Why Newspapers Are Plunging

 

 

            Across the country, big city daily newspapers are in financial trouble. And if you want to know one reason why, look no further than The Charlotte Observer of Charlotte, North Carolina. According to Wikipedia, “Circulation . . . has been declining for many years. The most recent period (Spring 2008) showed a two percent decline in circulation and a four percent decline in revenue compared [with] the prior year.”

            The Observer, like so many other papers, likes to inflict politically correct editorials on its readership. And many sensible readers, accordingly, have dropped their subscriptions. As all good political correctors, the editors of The Observer, have nothing but distain for the South and traditional Southern culture. That certainly isn’t a good way to win friends and influence people in a Southern state like North Carolina.

            Recently, however, at least at first glance, it seemed that an editorial in the paper was taking a different tack by calling on its readers to practice “Southern hospitality.” But the piece soon revealed that The Observer was as tactless as ever toward most of its readers. The piece said hospitality in the state was grossly inadequate toward—illegal aliens.

            And just what outrages have the bigoted North Carolinians inflicted on these poor and deserving lawbreakers? According to The Observer, the transgressions are as follows. The state does not allow illegals to have driver’s licenses, and it forces illegal alien kids to pay out-of-state tuition if they attend college in North Carolina. Of course this what American citizen kids from other states have to do, but that’s just their problem, evidently, as far as The Observer is concerned.

            Next the newspaper cites the inhospitality of illegals having to fear the police. But don’t American lawbreakers have the same fear? Should we be kinder to them too by relieving them of fear of arrest? Lastly the paper castigates North Carolinians for their “hostility” toward illegal aliens as expressed in “letters to the editor, . . . online comments [and] talk at the barbershop.” This, say The Observer pundits, is “hatred.”

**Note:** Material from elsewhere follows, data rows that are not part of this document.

PR #3416, opened 2026-06-02
Remove deprecated PALACE_SEARCH_TIMEOUT setting

jonathangreen:
## Description

Removes the backwards-compatibility alias for the search write timeout that #3412 added for the deprecation period:

- Drops the `PALACE_SEARCH_TIMEOUT` env var alias from `write_timeout` (only `PALACE_SEARCH_WRITE_TIMEOUT` remains).
- Removes the deprecation warning and its `model_validator`, along with the now-unused imports.
- Removes the corresponding deprecation tests and the README note.

## Motivation and Context

#3412 renamed `PALACE_SEARCH_TIMEOUT` to `PALACE_SEARCH_WRITE_TIMEOUT` and kept the old name working as a deprecated alias so deployments could migrate without a flag day. This PR completes that deprecation by removing the alias once the migration is done.

## How Has This Been Tested?

- `mypy` clean.
- `tests/manager/service/search/test_configuration.py` updated to drop the deprecated-env cases; the remaining defaults and `PALACE_SEARCH_WRITE_TIMEOUT` env tests pass.

## Checklist


tdilauro (approved):
🔥

PR #3417, opened 2026-06-02
Return 404 instead of 500 for invalid identifiers on the work permalink route

jonathangreen:
## Description

Catch the `ValueError` raised by `Identifier.for_foreign_id` when an identifier is invalid for its type, in `CirculationManagerController.load_licensepools`, and return the `NO_LICENSES` (404) problem detail instead of letting it escape as a 500.

## Motivation and Context

We've been seeing 500s in production like `"axv8gvz9/open_book" is not a valid Bibliotheca ID.` from `GET /<library>/works/Bibliotheca ID/axv8gvz9/open_book`.

The request that triggers this is a misrouted analytics event: `open_book` is a `CirculationEvent` whose valid endpoint is `/<library>/analytics/<identifier_type>/<path:identifier>/<event_type>` (`track_analytics_event`). The Palace iOS app (v476) is instead posting it to the work permalink path (`/works/...`), where the greedy `<path:identifier>` converter swallows `axv8gvz9/open_book` as the identifier. `Identifier.for_foreign_id` then rejects the embedded slash (slashes are forbidden in Bibliotheca IDs) by raising a bare `ValueError`. The permalink route's `@returns_problem_detail` only catches `ProblemError`, so the `ValueError` propagates to the error handler and becomes a 500.

This PR is a server-hardening fix: an identifier that's invalid for its type can't exist in any collection, so we now report it as a missing item (404) rather than crashing. It does **not** address the root cause — the app posting open-book events to the wrong path — which is a separate client-side issue and means those analytics events are still being lost.

Note: `annotation.py` and `playtime_entries.py` also call `Identifier.for_foreign_id` on raw user-supplied identifiers and share this failure mode; they are left out of scope for this targeted bugfix.

## How Has This Been Tested?

- Added a case to `test_load_licensepools` asserting that `Bibliotheca ID` + `"axv8gvz9/open_book"` returns the `NO_LICENSES` problem detail rather than raising.
- Ran `tox -e py312-docker -- --no-cov tests/manager/api/controller/test_base.py -k test_load_licensepools` (passes).
- `mypy` clean on the changed file.

## Checklist

### DIFF
--- a/src/palace/manager/api/controller/circulation_manager.py
+++ b/src/palace/manager/api/controller/circulation_manager.py
@@ -191,9 +191,23 @@ class CirculationManagerController(BaseCirculationManagerController):
             to look up an Identifier.
         """
         _db = Session.object_session(library)
-        identifier_obj, ignore = Identifier.for_foreign_id(
-            _db, identifier_type, identifier, autocreate=False
-        )
+        try:
+            identifier_obj, ignore = Identifier.for_foreign_id(
+                _db, identifier_type, identifier, autocreate=False
+            )
+        except ValueError:
+            # The identifier isn't valid for its type (e.g. a Bibliotheca ID
+            # with an embedded slash, which happens when a malformed request
+            # path is captured by the greedy <path:identifier> route). Such an
+            # identifier can't exist in any collection, so report it as a
+            # missing item rather than letting the ValueError escape as a 500.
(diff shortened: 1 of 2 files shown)


dbernstein (approved):
Badabing 🚀

PR #3418, opened 2026-06-02
Re-run imports on retry in workflow-lock importers, extract workflow_lock_guard (PP-4472)

jonathangreen:
## Description

Two changes to the paginated workflow tasks (OPDS2+ODL, Bibliotheca, Overdrive import + reap):

1. **Re-run the import on retry.** These tasks hold a Redis workflow lock across a run and keep it held when a retryable exception (`BadResponseException`, `RequestTimedOut`) is raised, via the lock's `ignored_exceptions`. But the lock's `lock_value` was minted inside the task body, so it was absent from the original request that `autoretry_for` re-sends. Each retry therefore generated a *fresh* `lock_value`, failed to acquire the lock still held by the failed attempt, hit the first-page guard, logged "another run is already in progress", and **returned SUCCESS** — silently swallowing the failure with no real retry until the lock's TTL expired. Fixed by keying the lock on `task.request.id` instead of a minted value: Celery preserves the task id across both `task.replace()` page/batch hand-offs and `autoretry_for` retries, so every retry and every page re-acquires the *same* lock for free (`RedisLock.acquire()` extends a lock already held by the same value), while a concurrent run — which has a different task id — is locked out. This removes the minted `lock_value`, the `task.request.kwargs` injection, the explicit threading through every `task.replace()`, and the `lock_value` parameter on all four tasks.

2. **Extract `workflow_lock_guard`.** The four tasks each repeated the same locking preamble (resolve the Redis client, build the lock, acquire with the shared `ignored_exceptions` policy, branch on the logging). That `ignored_exceptions` tuple was duplicated in four places and could drift. Pulled it all into a single `workflow_lock_guard` context manager that yields `proceed`. The held-exception set is now derived from the task's own `autoretry_for`, so the lock is held for exactly the exceptions the task retries on.

Because the lock is now keyed on the stable task id, the first-vs-continuation distinction is gone: a run always re-acquires its own lock, so the only `proceed=False` case is a genuinely concurrent run already holding the lock. This carries one intentional behavior change — a continuation whose lock expired mid-run *and was taken over by another run* now skips cleanly rather than proceeding best-effort alongside it, which is strictly safer since it avoids two concurrent runs on the same collection.

## Motivation and Context

Found while investigating the `LockNotAcquired` alerts addressed by #3415. In the previous workflow lock pattern an error on the first page generated retries, but each retry minted a different `lock_value`, so recovery was delayed to the next scheduled beat run instead of the intended fast autoretry. Keying the lock on the task id — which Celery already keeps stable across `replace()` and retries — restores real retry behavior across all four importers/reaper, and removes the duplicated locking boilerplate so the policy can't drift between tasks.

## How Has This Been Tested?

- Verified that retries now re-run the import (`import_feed` / `import_collection` call count goes from 1 → `1 + max_retries`) instead of skipping.
- Confirmed against the Celery 5.6.3 source that `task.request.id` is preserved across both `task.replace()` (`sig.freeze(self.request.id)`) and `autoretry_for` retries (`signature_from_request` re-sends `task_id=self.id`).
- Updated the autoretry tests for all four tasks to assert re-run-on-retry; rewrote the `workflow_lock_guard` unit tests around task-id keying (free lock, concurrent-run skip, continuation re-acquiring its own lock, custom `lock_factory`); added a worker-level test that pins `task_id` via `apply_async` to exercise a continuation end-to-end.
- `tox -e py312-docker -- --no-cov` across the four affected suites — 94 passed.
- `mypy` clean.

## Checklist

### DIFF
--- a/src/palace/manager/celery/importer.py
+++ b/src/palace/manager/celery/importer.py
@@ -1,9 +1,13 @@
+from collections.abc import Callable, Generator
+from contextlib import contextmanager
 from datetime import timedelta
 
 from celery.canvas import Signature
+from celery.exceptions import Ignore
 
 from palace.util.log import LoggerType, pluralize
 
+from palace.manager.celery.task import Task
 from palace.manager.service.redis.models.lock import RedisLock
 from palace.manager.service.redis.redis import Redis
 from palace.manager.sqlalchemy.model.collection import Collection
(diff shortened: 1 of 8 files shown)


dbernstein (approved):
Looks good.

            And what might be a source of this “hostility?” The editorial itself gives a good clue. It notes that “At least 80,000 Hispanics live in Charlotte, many illegally. The rapid influx has strained social services, health care providers, and schools.” Is it least conceivable that the benighted yokels might have a legitimate reason for anger with their tax money paying for people who shouldn’t be in this country—especially during a recession when almost all states and localities are having trouble making ends meet? Intoxicated with their hate hype, political correctors seldom can distinguish between appropriate outrage and genuine malice.

            The Observer, to say the least, has a strange notion of what constitutes hospitality. To most people it means people showing consideration and kindness to others, usually for a limited period of time. It also implies respect and gratitude from the recipients. No sane version of hospitality requires a host to keep offering it to people who respond by taking advantage of him, overstaying their welcome, and damaging the premises.

            These sorts of things are what many illegal aliens show the citizens of North Carolina, and it is a contempt The Observer obviously shares, as it attacks the character and motives of citizens for the benefit of those foreign lawbreakers. Papers like The Observer seem determined to follow this course, no matter what, seeing it as a mandate of their politically correct dogmas and creeds. As offended readers cancel subscriptions in droves, these papers eventually may face bankruptcy. A demise more well-deserved is hard to imagine.